DATA UNDER STUDY Start Marker
PR #1007, opened 2018-12-13
k8s: tests: wait for volume to be bounded and delete pv and pvc at teardown.

chavafg:
Sometimes the volume is not bounded immediately. Instead of
checking the status of the volume claim right away after it is created,
check for the status every 3 sec to a maximum of 10 sec.
If not bounded on the 10th sec, then we fail.

Also, delete the persistent volume and persistent volume claim
on teardown() to have the system clean after running the
test.


integration/kubernetes/k8s-volume.bats
```diff
@@ -25,6 +25,8 @@ setup() {
 }
 
 @test "Create Persistent Volume" {
+	wait_time=10
+	sleep_time=3
```
devimc: I'd prefer a small wait time and more tries, how about we use 5 and 6 ?

chavafg: ok, changed to try every 2s.

integration/kubernetes/k8s-volume.bats
```diff
@@ -25,6 +25,8 @@ setup() {
 }
 
 @test "Create Persistent Volume" {
+	wait_time=10
+	sleep_time=2
```
devimc: that make sense, `sleep_time` must be a multiple of `wait_time`

GabyCT:
lgtm

jcvenegas:
```
#cri-containerd job
ok 1 Exceeding memory constraints
not ok 2 Running within memory constraints
# (in test file k8s-memory.bats, line 50)
#   `sudo -E kubectl wait --for=condition=Ready pod "$pod_name"' failed
# error: the server doesn't have a resource type "runtimeclass"
# pod/memory-test created
# error: timed out waiting for the condition
```

jcvenegas:
Fedora timeout out restaring ....
```
Adding repo from: https://download.docker.com/linux/fedora/docker-ce.repo
Last metadata expiration check: 0:00:00 ago on Thu 13 Dec 2018 11:05:30 PM UTC.
Metadata cache created.
Build timed out (after 5 minutes). Marking the build as aborted.
Build was aborted
Performing Post build task...
Match found for :.* : True
Logical operation result is TRUE
Running script  : #!/bin/bash
```

PR #1014, opened 2018-12-18
Fix package manager tests

devimc:


GabyCT:
lgtm

devimc:
uhmm the problem are not the tests, the problem is the network in the CI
DATA UNDER STUDY End Marker
EXERCISE INSTRUCTIONS:
Your reply should be one number, the count of lines in the data that include the word "error".

TASK SOLUTION:
2